* EXERCISE PROMPT *
All lines in the data below carrying the string "that" are to be located and copied.

******

PR #504, opened 2025-01-27
chore: add convenience method for total size of state builder

apaletta3:
Avoids having to loop through all coordinate subsets and accumulate their sizes each time.
It also avoids the necessity of accessing the underlying coordinate broker, since at some point I believe we will remove it from the API and have it just be something intenral.

Example inconvenience that this helps alleviate:
```
Size totalSize = 0;
for (const auto& subset : stateSubsets)
{
    totalSize += subset->getSize();
}
```

or 
```
Size totalSize = stateBuilder.accessCoordinateBroker.getNumerOfCoordinates()
```

I called it `.getSize` because that is what the equivalent method in the `State` class does

## Summary by CodeRabbit

- **New Features**
  - Added `get_size()` method to `StateBuilder` class to retrieve total coordinate size.

- **Tests**
  - Enhanced test coverage for `StateBuilder` class.
  - Added assertions to validate `get_size()` method functionality.
  - Verified error handling for undefined `StateBuilder` instances.

- **Documentation**
  - Updated method signatures with explicit return type annotations.

### DIFF
--- a/bindings/python/src/OpenSpaceToolkitAstrodynamicsPy/Trajectory/StateBuilder.cpp
+++ b/bindings/python/src/OpenSpaceToolkitAstrodynamicsPy/Trajectory/StateBuilder.cpp
@@ -21,7 +21,7 @@ inline void OpenSpaceToolkitAstrodynamicsPy_Trajectory_StateBuilder(pybind11::mo
         "StateBuilder",
         R"doc(
             This class makes it convenient to build a `State` object.
-        
+
         )doc"
     )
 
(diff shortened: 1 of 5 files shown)


alex-liang3 (approved):

bindings/python/src/OpenSpaceToolkitAstrodynamicsPy/Trajectory/StateBuilder.cpp
```diff
@@ -21,7 +21,7 @@ inline void OpenSpaceToolkitAstrodynamicsPy_Trajectory_StateBuilder(pybind11::mo
         "StateBuilder",
         R"doc(
             This class makes it convenient to build a `State` object.
-        
+
```
vishwa2710, line 24: I don't think we need all these extra lines here?

vishwa2710 (approved):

******

* SOLUTION TO THE EXERCISE *
Example inconvenience that this helps alleviate:
I called it `.getSize` because that is what the equivalent method in the `State` class does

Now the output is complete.